Photo via the New York State Museum.

Reflections of the 1960s activism culture are clearly visible in today's youth.

A prime example is the thousands of students who walked out of their schools on April 20, 2018, in protest of the lack of harsher gun laws. Many of them wore orange in solidarity.

It's not surprising that activism is on the rise given the similarly tumultuous time in which we find ourselves. It's also oddly fitting considering it's the 50th anniversary of so many iconic student protests, including Kent State, Columbia University, and the Paris riots. Those young adults were also fighting for change against a government run by an older generation bent on upholding the status quo. The only difference is that today, protesters are armed with a much more powerful mouthpiece than their own voices: the internet.

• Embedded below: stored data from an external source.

PR #736, opened 2024-02-07
fix(qs-batches): retry running transactions that require db locks

m90:
This is a fixup for #721 

Apparently transactions that cannot acquire a lock now fail (which is expected), so we should retry them afterwards a couple of times before giving up. Laravel's `DB::transaction` can do this for us.

### DIFF
--- a/CHANGELOG.md
+++ b/CHANGELOG.md
@@ -1,5 +1,8 @@
 # api
 
+## 9x.0.2 - 07 February 2024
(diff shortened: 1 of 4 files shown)


m90:
> I don't think this retry behaviour immediately needs to be added there

Yup, I would think we only need to retry when we actually lock. Else, the failure is very unlikely to succeed on second attempt.

PR #737, opened 2024-02-08
Release 9x.0.3

tarrow:
Updates a number of github action dependencies.

Highly unlikely to be an issue but by releasing and deploying a version we'll not have these changes confused with other work.

### DIFF
--- a/CHANGELOG.md
+++ b/CHANGELOG.md
@@ -1,5 +1,8 @@
 # api
 
+## 9x.0.3 - 08 February 2024
+- Updates a number of github action dependencies
+
 ## 9x.0.2 - 07 February 2024
 - Retry DB transactions that lock
 


m90:
We had this discussion before, but do we need to release something that is affecting Actions only?

tarrow:
We don't need to; tbh if deniz is about to do a release this will catch bugs in these actions changes anyway. If there's a chance these sit merged for 2 weeks though I think it's worth it. Otherwise a bug might appear and it's a pain to discover what it was from

deer-wmde:
closed, included here https://github.com/wbstack/api/commit/f0304aef9a884be015d71dcb73b5cb1bbc450ffc

m90:
> this will catch bugs in these actions changes anyway

Did this ever really happen? My subjective take is that my time is better spent preventing the introduction of grave bugs I ship myself instead of looking for things I don't even know how they would look like.

I guess Argo will free us from this anyways?

m90:
Thinking about this more: if we are bothered by the idea of our build setup possibly not giving us reproducible builds from the same source, we should rather look into how to get reproducible builds, which would be time well spent.

PR #761, opened 2024-03-14
fix(horizon): add stub configs for all environments that are deployed

m90:
It seems the default configuration only declares supervisors for `local` and `production` envs (https://github.com/laravel/horizon/blob/0f6a1dd80f7ec3f448a46578c07f0a872ebb07a9/config/horizon.php#L198-L212), which made #753 not do anything when deployed to staging.

This PR fixes this by declaring stubs for all environments known to wikibase.cloud.

### DIFF
--- a/CHANGELOG.md
+++ b/CHANGELOG.md
@@ -1,5 +1,8 @@
 # api
 
+## 10x.1.1 - 14 March 2024
+- Declare Horizon configuration stubs for all known environments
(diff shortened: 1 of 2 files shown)


m90:
> no issue, I assume, with overwriting/blanking the maxProcesses etc. since our environment variables overwrite these?

Exactly.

Thanks to such a pervasive rallying device, protests are happening more often and on many different levels. From solidarity movements like #MeToo to donation-based demonstrations like those made to Planned Parenthood in Mike Pence's name, activism is evolving in inspiring ways. However, what's perhaps most exciting is how much activism is going on in real life despite the stereotype of internet slacktivism.

People are realizing that showing up for causes they believe in is still the most effective way to send a message. And wearing a unifying symbol helps strengthen their mission.

Consider the millions of pink pussy hats people wore to the Women's March that spanned the world on Feb. 21, 2017 — the day after Inauguration Day in the U.S.

Photo by Philip Roeder/Flickr.

Or the safety pin movement that sprung up in opposition to the rampant xenophobia of 2017.

👊🏻👊🏼👊🏽👊🏾👊🏿 #safe

A post shared by Olivia Wilde (@oliviawilde) on

These emblems helped protesters see just how many people are standing behind them, even if they're not all in the same place at the same time. They also kept the movement on everyone's minds.

Clearly, fashion can play a pivotal role in moving the needle forward. That's why we at Upworthy and GOOD have created our very own collection of wearable items for our audience to wear proudly in 2018.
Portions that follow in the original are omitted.